Communication in education is one of the most important factors in a student’s progress and development. Specifically the following relationships are key: Student-teacher, student-parent AND parent-teacher. Be sure to define what the communication will look like, identify goals and decide who is responsible for initiating. Much depends on the student’s grade level and specific needs, of course. Regardless, you may find it helpful to incorporate some of the following suggestions to increase ease of communication and boost chances for student success.
- Keep communication clear and concrete. What is the focus? What is the goal/purpose? What specific questions do you have or direction would you like?
- Write out a plan (before, during and after any conversations)
- If-then’s are a great way to establish a clear process (ex: IF there is a question about a grade, THEN parents will _______, student will ______ and teacher will _________)
- Don’t hesitate to set up appointments at times other than the allocated parent-teacher conference days, and encourage students to regularly meet with teachers as well (not just for help, but for ideas, direction and feedback)
- Students often hesitate to approach teachers because they don’t want to bother them, aren’t sure what to say or are nervous; writing out plans and preparing can help a great deal (encourage them to bring a sticky note with or use a basic form to make notes of questions and responses during the meeting)
- Allow students to initiate the discussion about their progress (this takes guidance and direction, but often works well and allows students a chance to identify for themselves what areas they want to focus on and generate ideas for doing so)

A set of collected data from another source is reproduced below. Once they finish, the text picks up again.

PR #1524, opened 2022-08-09
Allow feature rollforward for .NET, use 6.0.400

swernli:


swernli:
This doesn't work with F# for some reason, so the approach will be fixing the e2e builds a different way.

PR #1531, opened 2022-08-12
Fix assembly constants not getting applied at build time

anpaz:
As discovered during the July 2022 release, the assembly constant 'SIGNED:TELEMETRY' defined in the QDK build ([here](https://github.com/microsoft/qdk/blob/main/build/qdk.template.yml#L97)) is not propagating as a build time flag 'TELEMETRY' in the [QSharpVsix](https://github.com/microsoft/qsharp-compiler/blob/main/src/VisualStudioExtension/QSharpVsix/Telemetry.cs#L49) and [LanguageServer](https://github.com/microsoft/qsharp-compiler/blob/main/src/QsCompiler/LanguageServer/LanguageServer.cs#L180) projects.

I have find the root cause for this. Powershell now enforces `$args` is read-only. Our script was using this as a variable to provide extra arguments to the build command, but now the value is not longer applied so the flags were not properly set.
Fix simply consists on changing the name of the variable.

### DIFF
--- a/build/build.ps1
+++ b/build/build.ps1
@@ -22,14 +22,14 @@ function Build-One {
 
     Write-Host "##[info]Building $project ..."
     if ("" -ne "$Env:ASSEMBLY_CONSTANTS") {
-        $extra_args = @("/property:DefineConstants=$Env:ASSEMBLY_CONSTANTS");
+        $extraArgs = @("/property:DefineConstants=$Env:ASSEMBLY_CONSTANTS");
     }  else {
-        $extra_args = @();
+        $extraArgs = @();
     }
     dotnet build (Join-Path $PSScriptRoot $project) `
         -c $Env:BUILD_CONFIGURATION `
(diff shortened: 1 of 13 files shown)


build/build.ps1
```diff
@@ -22,14 +22,14 @@ function Build-One {
 
     Write-Host "##[info]Building $project ..."
     if ("" -ne "$Env:ASSEMBLY_CONSTANTS") {
-        $args = @("/property:DefineConstants=$Env:ASSEMBLY_CONSTANTS");
+        $extra_args = @("/property:DefineConstants=$Env:ASSEMBLY_CONSTANTS");
```
cgranade, line 25: [nit, please feel free to ignore] Generally, PowerShell style for variables is to use `$camelCase`, such that I would suggest `$extraArgs` here.

cgranade (approved):

ricardo-espinoza (approved):

PR #1541, opened 2022-08-18
Auto-open Canon and Intrinsic in notebooks

ausbin:
Pretty simple change to match IQ# behavior of auto-opening Canon and Intrinsic until we implement preludes. I think this has been rejected but posting it anyway

## Testing
* Ran unit tests locally for compiler and language server
* Tested locally with Azure Notebooks


swernli:
See proposed approach in https://github.com/microsoft/qsharp-compiler/issues/1550

PR #1552, opened 2022-09-01
Q#-Compiler - Fullstate Simulator V1 Output Format

ScottCarda-MS:
1. Adds the `LoadFrom` public function to allow the Runtime to load a `BitcodeModule` from qir bitcode.
2. Fixes issue where OutputRecording definitions' parameter construction had mixed up the case where there was no parameters with the case where there were non-zero parameters.
3. Replaces TargetCapability with assembly constants dictionary in the `GenerateBitcode` and `GenerateLlvmIR` API parameters so that we can use both the target capability and the process architecture.
4. When targeting the Microsoft Full State Simulator (specified by process architecture), runs the Add Output Recording rewrite step.
5. Adds the Replace Message Calls transformation to the Add Output Recording rewrite step. This transformation replaces Message references to the API `RecordMessage`, which gets translated into the `__quantum__rt__message_record_output` in QIR.


src/QsCompiler/Tests.Compiler/ExecutionTests.fs
```diff
@@ -252,7 +252,7 @@ type ExecutionTests(output: ITestOutputHelper) =
         Assert.Equal(0, exitCode)
 
 
-    [<Fact>]
+    [<Fact(Skip = "ToDo: Test fails due to corrupted memory issue.")>]
```
samarsha, line 255: This test passes on main, why does it need to be skipped?

ScottCarda-MS: If you have some ideas as to why the test is failing, that would be very helpful here.

samarsha: I'm not sure. But it does seem to be caused by this PR, so I think it should be investigated instead of skipping the test.

`Microsoft__Quantum__Testing__ExecutionTests__TestNativeTypeHandling` is segmentation faulting when there's a call to `__quantum__rt__message_record_output`. Here's an MRE (removing the record output call fixes the segfault):

```llvm
; ModuleID = 'src/QsCompiler/Tests.Compiler/bin/Debug/net6.0/outputFolder/TargetedExecutionTests.bc'
source_filename = "src/QsCompiler/Tests.Compiler/bin/Debug/net6.0/outputFolder/TargetedExecutionTests.ll"

%String = type opaque

@0 = internal constant [3 x i8] c", \00"

define void @Microsoft__Quantum__Testing__ExecutionTests__TestNativeTypeHandling() #0 {
entry:
  %0 = call %String* @__quantum__rt__string_create(i8* getelementptr inbounds ([3 x i8], [3 x i8]* @0, i32 0, i32 0))
  call void @__quantum__rt__message_record_output(%String* %0)
  ret void
}

declare %String* @__quantum__rt__string_create(i8*)

declare void @__quantum__rt__message_record_output(%String*)

attributes #0 = { "EntryPoint" }
```

Does the JIT context used by the execution tests define `__quantum__rt__message_record_output`?

samarsha (dismissed):
I want to understand why the "QIR native llvm type handling" execution test is failing.

src/QsCompiler/Tests.Compiler/ExecutionTests.fs
samarsha: > Does the JIT context used by the execution tests define `__quantum__rt__message_record_output`?

Seems like no:

```
(gdb) info symbol __quantum__rt__string_create
__quantum__rt__string_create in section .text of /home/samarsha/Code/microsoft/qsharp-compiler/src/QsCompiler/TestTargets/Simulation/Target/bin/Debug/net6.0/runtimes/linux-x64/native/libMicrosoft.Quantum.Qir.Runtime.so
(gdb) info symbol __quantum__rt__message_record_output
No symbol "__quantum__rt__message_record_output" in current context.
```

If this is a new symbol that was added to the runtime, the library version used by the execution tests probably needs to be updated?

ScottCarda-MS: Hmm, I tried updating the Microsoft.Quantum.Simulators version, but that didn't seem to address the issue. Am I looking the the wrong place?

samarsha: I recommend first checking which library is supposed to define `__quantum__rt__message_record_output` and which version it was added in. Then finding out how that's being loaded into the testing JIT context and updating it.

ScottCarda-MS: I've added that to the runtime in this PR: https://github.com/microsoft/qsharp-runtime/pull/1079. It is not yet merged into main as it relies on this compiler PR to be complete.

samarsha: The options are to either bring in a pre-release package of that qsharp-runtime branch into qsharp-compiler, or to avoid testing the runtime behavior of `__quantum__rt__message_record_output` in qsharp-compiler.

When students are included in the communication process, they often feel more engaged, valued and even accountable. Students thrive in environments where the expectations are made clear, they have the opportunity to question, clarify, adjust and plan, and when parents support and facilitate as the students learn to communicate important information about their work, progress and needs. Learning strategies for communicating and developing self advocacy skills at a young age are essential, as they will need these skills on an ongoing basis both in and out of school throughout life. As a general rule, clear communication serves as a cornerstone and is fundamental to student success.